Author Credentials

Sister Mary Virginice Kuhn, P.H.J.C.

Date of Award


Document Type


Superseded Degree Name

Master of Arts in Education (Reading Specialist)

Colleges & School

Cardinal Stritch College

Degree Granted By

Cardinal Stritch College

First Advisor

Sister Julitta Fisch, O.S.F.

Library of Congress Subject Heading

Reading readiness; Reading teachers; Reading--Evaluation


The writer has undertaken this study to evaluate teacher judgment in predicting success in reading at first grade level as less accurate, comparable to, or more accurate than results predicted by the Metropolitan Reading Readiness Test.

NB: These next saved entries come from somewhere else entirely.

PR #58, opened 2016-12-16
tweak to the fragment logic

lsh-0:
* introduced some better naming for the operations in `fragment_logic.py` 
* removed the boolean responses.
* added `set_article_json` that both sets and unsets article json depending on it's validity


lsh-0:
* roughed out the revalidation code
* added handling for articles with no fragments (StateError)
* moved the StateError class into utils. 
* gave the ArticleFragment class a better repr

need to turn the output of the `revalidate` function into a useful metric. attached it's output over a database of mixed content: [revalidate-results.txt](https://github.com/elifesciences/lax/files/657956/revalidate-results.txt)

PR #59, opened 2016-12-23
added complexity checker to test script

lsh-0:
this branch introduces a cyclometric complexity check. it scores functions, modules and overall and will fail the test if the function/module/overall scores exceed the thresholds.

I'm ignoring the `article_check` management script as it's something of a once-off and will be removed very soon.

I'm ignoring the `eif_ingestor.py` import script because EIF is no longer supported.

```
ERROR:xenon:block "src/publisher/ajson_ingestor.py:37 _ingest" has a rank of C
ERROR:xenon:block "src/publisher/ajson_ingestor.py:155 _publish" has a rank of C
ERROR:xenon:module 'src/publisher/ejp_ingestor.py' has a rank of B
ERROR:xenon:module 'src/publisher/ajson_ingestor.py' has a rank of B
```

This leaves a big chunk of complexity in the `ajson_ingestor.py` import script and something in the `ejp_ingestor.py` script. See? even with the best intentions these import scripts get complex very quickly!

There is code already for the `ajson_ingestor.py` to reduce the complexity here: https://github.com/elifesciences/lax/tree/feat-clearer-ingest-busrules


giorgiosironi:
Good idea, I thought Pylint was already doing some of these calculations.

lsh-0:
I guess those checks are more hygiene checks. Simpler to do, easy to implement, catch some code smells early on.

lsh-0:
might shift the cc check before the running of the tests. it's fast like pyflakes

PR #173, opened 2021-02-19
onReady, onSubmit, onScreenChanged

prilutskiy:


mathio (commented):
Do you think we could also pass [functions as element attributes](https://stackoverflow.com/questions/32795225/pass-a-callback-function-as-a-html-data-attribute)?

mathio (commented):
Also, I think this would be a great candidate for functional tests. I can help if you want.

packages/embed/src/utils/load-options-from-attributes.ts
```diff
@@ -25,6 +25,11 @@ const transformInteger = (value: string | null): number | undefined => {
   return isNaN(integer) ? undefined : integer
 }
 
+const transformFunction = (value: string | null): Function | undefined => {
+  const fn = value && value in window ? window[value] : undefined
```
mathio, line 29: Does this work? When I played with this I had to do `window[value].call()`.

packages/embed/src/utils/build-iframe.src.spec.ts
```diff
@@ -3,21 +3,26 @@ import { buildIframeSrc } from './build-iframe-src'
...
       )
     })
 
     it('should include url options', () => {
-      expect(buildIframeSrc('some-id', 'widget', { source: 'unit-test-source' })).toBe(
-        'https://form.typeform.com/to/some-id?typeform-embed=embed-widget&typeform-source=unit-test-source'
-      )
+      expect(
+        buildIframeSrc({ formId: 'some-id', type: 'widget', embedId: '', options: { source: 'unit-test-source' } })
+      ).toBe('https://form.typeform.com/to/some-id?typeform-embed=embed-widget&typeform-source=unit-test-source')
```
mathio, line 14: Do we have a different prettier settings?  🤔

prilutskiy: why?

packages/embed/src/utils/load-options-from-attributes.ts
prilutskiy: isn't it supposed to return a function, instead of calling it? If so - yep, it works, also there's a unit test you can check out

packages/embed/src/utils/create-iframe/get-form-event-handler.ts
```diff
@@ -0,0 +1,33 @@
...
+) {
+  return (event: any) => {
+    if (event.data.type !== eventType) {
+      return
+    }
+    if (event.data.embedId !== embedId) {
+      return
+    }
+    const transformedEvent = transformEventPayload(event)
+    callback?.(transformedEvent)
```
mathio, line 31: I would prefer to be more explicit:

```
if (!callback) {
  return
}
```

packages/embed/src/utils/load-options-from-attributes.ts
mathio: You are right. In that case should it return `window[value].call`? The `window[value]` is not callable with just `()`.

packages/embed/src/utils/build-iframe.src.spec.ts
mathio: Oh, you added `'embedId'`. I overlooked it, sorry :)

packages/embed/src/utils/create-iframe/get-form-event-handler.ts
prilutskiy: isn't this why the operator even exists? 🙂

mathio: I think it kind of hides the functionality but that might be personal preference. Also, with my suggestion you would skip `transformEventPayload` when callback is not defined :)

packages/embed/src/utils/load-options-from-attributes.ts
prilutskiy: Why do you think it shouldn't work?

prilutskiy: also, .call signature is not the same as the function's signature

prilutskiy: image

For instance, it works with `window.getSelection`. Or you have some edge case in mind?

packages/embed/src/utils/create-iframe/get-form-event-handler.ts
prilutskiy: `transformEventPayload` falls back to `(ev) => undefined` when it's not defined, meaning that if we don't expose anything explicitly, it's not exposed automatically. The fallback syntax is not the best there, it's easy to overlook :)

antoniofull (approved):

packages/embed/src/utils/load-options-from-attributes.ts
mathio: I double checked and now it works for me too :) 👍

PR #176, opened 2021-02-22
feat(DIST-700): Add transferableUrls parameters

antoniofull:
Adds transferableURL parameters
- [x] Link to the issue - if any [DIST-700](https://jira.typeform.tf/browse/DIST-700)

### DIFF
--- a/packages/embed/src/utils/url-parameters-transfer.ts
+++ b/packages/embed/src/utils/url-parameters-transfer.ts
@@ -1,0 +1,32 @@
+type Params = { [key: string]: string }
+
+type QueryStrings = {
+  [key: string]: any
+}
+
+const urlSearchToParams = (search: string) => {
+  var params: Params = {}
+  if (search !== '' && search !== null) {
+    var vars = search.split('&')
+    for (var i = 0; i < vars.length; i++) {
+      var pair = vars[i].split('=')
+      params[pair[0] as keyof Params] = decodeURIComponent(pair[1])
+    }
+  }
+  return params
+}
+
+export const transferUrlParametersToQueryStrings = (
+  transferableUrlParameters: string[],
+  queryStrings: QueryStrings
+) => {
+  const urlSearchString = window.location.search.substr(1)
+  const urlSearchParams = urlSearchToParams(urlSearchString)
+  const queryStringsWithTransferedParams = { ...queryStrings }
+  transferableUrlParameters.forEach((transferableParam: string) => {
+    if (!(transferableParam in queryStrings)) {
+      queryStringsWithTransferedParams[transferableParam] = urlSearchParams[transferableParam]
+    }
+  })
+  return queryStringsWithTransferedParams
+}
--- a/packages/embed/src/utils/url-parameters-transfer.spec.ts
+++ b/packages/embed/src/utils/url-parameters-transfer.spec.ts
@@ -1,0 +1,44 @@
+import { transferUrlParametersToQueryStrings } from './url-parameters-transfer'
+
+describe('transferUrlParametersToQueryStrings', () => {
+  const location: Location = window.location
+
+  beforeAll(() => {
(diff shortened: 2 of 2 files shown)


packages/embed/src/utils/url-parameters-transfer.ts
```diff
@@ -0,0 +1,32 @@
...
+) => {
+  const urlSearchString = window.location.search.substr(1)
+  const urlSearchParams = urlSearchToParams(urlSearchString)
+  const queryStringsWithTransferedParams = { ...queryStrings }
+  transferableUrlParameters.forEach((transferableParam: string) => {
+    if (!(transferableParam in queryStrings)) {
+      queryStringsWithTransferedParams[transferableParam] = urlSearchParams[transferableParam]
+    }
+  })
+  return queryStringsWithTransferedParams
```
prilutskiy, line 31: Please update this code to use built-in `URL` type. Like this:

```javascript
const url = new URL(window.location.href)
// ...
url.searchParams.has('my_param')
// ...
url.searchParams.set('my_param', 'my_param_value')
```

packages/embed/src/utils/url-parameters-transfer.ts
```diff
@@ -0,0 +1,32 @@
+type Params = { [key: string]: string }
+
+type QueryStrings = {
+  [key: string]: any
+}
```
prilutskiy, line 5: Please put type declarations below the meaningful code

prilutskiy (changes requested):

packages/embed/src/utils/url-parameters-transfer.ts
```diff
@@ -0,0 +1,32 @@
...
+    var vars = search.split('&')
+    for (var i = 0; i < vars.length; i++) {
+      var pair = vars[i].split('=')
+      params[pair[0] as keyof Params] = decodeURIComponent(pair[1])
+    }
+  }
+  return params
+}
+
+export const transferUrlParametersToQueryStrings = (
```
mathio, line 19: URL has just one query string. So you are not actually generating "query strings" but rather "query parameters". Please rename the method, my suggestion would be `getTransferableQueryParams`.

Please name the file the same as its main method, eg. if the method is `getTransferableQueryParams()` name the file `get-transferable-query-params.ts`.

mathio, line 19: Is this still a work in progress PR? I dont see the method actually used anywhere. Please include an example in `demo-html` and a functional test (specify transferable params, visit the demo page with those params in query string and check it is also present in typeform iframe src).

mathio (changes requested):

packages/embed/src/utils/url-parameters-transfer.ts
mathio: If you use built-in `URL` type you might not need custom types at all.

packages/embed/src/utils/url-parameters-transfer.ts
antoniofull: The file and all the functions were actually named like this, I simply imported the code and added ts

antoniofull: Where should I add the example? React, HTML all of them?
Why functional tests? I think this unit test is enough. We just need to check the code, not the UI or the user actions.

mathio: I think HTML is sufficient. You are right - since there is not UI we dont need visual tests (but still should have functional test). Unit tests confirms the method works correctly. Functional test confirms the function is implemented correctly (you only need to check the iframe src is correct, no need to check how renderer handles it further).

mathio: We are trying to improve the lib, so we should rename things where appropriate.

PR #178, opened 2021-02-22
feat(DIST-699): Pass default value for source and medium

mathio:
Default source is domain (without the www) and medium is 'embed-sdk'.


packages/embed/src/utils/build-iframe-src.ts
```diff
@@ -22,19 +34,14 @@ const mapOptionsToQueryParams = (type: EmbedType, options: UrlOptions): Record<s
...
-  const queryParams = mapOptionsToQueryParams(type, options)
-  Object.entries(queryParams).forEach(([paramName, paramValue]) => {
-    if (!paramValue) {
-      return
-    }
-    url.searchParams.set(paramName, paramValue)
-  })
+  const url = new URL(`https://form.typeform.com/to/${formId}`)
+  Object.entries(queryParams)
+    .filter(([_paramName, paramValue]) => paramValue !== undefined && paramValue !== null)
```
mathio, line 41: This is to avoid removing zero value which is still a valid value and we want to pass it to query params but it evaluates as falsy.

packages/embed/src/utils/build-iframe-src.ts
```diff
@@ -8,7 +19,8 @@ const typesToEmbed: Record<EmbedType, string> = {
   'side-tab': 'popup-side-panel',
 }
 
-const mapOptionsToQueryParams = (type: EmbedType, options: UrlOptions): Record<string, any> => ({
+const mapOptionsToQueryParams = (type: EmbedType, embedId: string, options: UrlOptions): Record<string, any> => ({
```
mathio, line 22: Lets keep all the logic of mapping options (or other values) to query params in one method.

packages/embed/src/utils/build-iframe-src.ts
prilutskiy: As a fan of short syntax, I must suggest the following:

```suggestion
    .filter(([, paramValue]) => paramValue != null)
```

packages/embed/src/utils/remove-undefined-keys.ts
```diff
@@ -0,0 +1,5 @@
+export const removeUndefinedKeys = (obj: Record<string, any>): Record<string, any> => {
+  return Object.entries(obj)
+    .filter(([_key, value]) => value !== undefined && value !== null)
```
prilutskiy, line 3:
```suggestion
    .filter(([, value]) => value != null)
```

packages/embed/src/utils/build-iframe-src.ts
mrisoli: You can do !! to check for a falsy value, also, why not just do a non-strict check for null which typescript should handle for both undefined and null?
Also, I'd consider removing the filter and doing the check in the forEach since the entries are not reused as that allocates extra memory
```typescript
Object.entries(queryParams).forEach([key, value] => {
  if (!!value) {
    url.searchParams.set(paramName, paramValue)
  }
})
```

mrisoli (approved):

packages/embed/src/utils/remove-undefined-keys.ts
mathio: I know `!= null`  catches only `null` and `undefined` but I really hate how non-strict comparison in javascript can lead to unexpected results. Not really in this case, but you need to have deeper understanding of the language. Shorthands like this also lead to "why not just `!value`?" which also catches empty string and zero - and thats obviously incorrect.

packages/embed/src/utils/build-iframe-src.ts
mathio: `!!value` prevents us from adding empty strings or zeros which is incorrect.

In addition to the primary purpose of this study, data were sought to answer these specific questions: 1. Are teachers as accurate in their predictions in their first general ratings after two weeks of school as in the second general rating after completing a detailed check list? 2. Are the results from the readiness tests and the teacher ratings in September similar? 3. How accurate are the standardized readiness tests results and the teacher predictions for success in reading at the beginning of the year when determined by the actual reading success measured by the Gates Reading test scores obtained in May? 4. Does the number of years of experience make a significant difference in the teacher's ability to predict accurately? 5. Is there a higher relationship between teacher predictions and certain aspects of reading for individual teachers? 6. Which aspects of reading, if any, was emphasized by the different teachers? From a pedagogical viewpoint the problem is highly significant. The majority of teachers administer a reading readiness test to first grade children in order to have a criterion by which to tentatively group them for beginning instruction in reading as the children are ready to have formal reading instruction. Teachers must not only acknowledge the close relationship existing between formal readiness tests and reading achievement, but they must also be aware of the close relationship between their own personal judgment and reading achievement. Furthermore, the results of this study would help in determining the value of an informal check list as an aid in the guidance of reading performance of first grade pupils.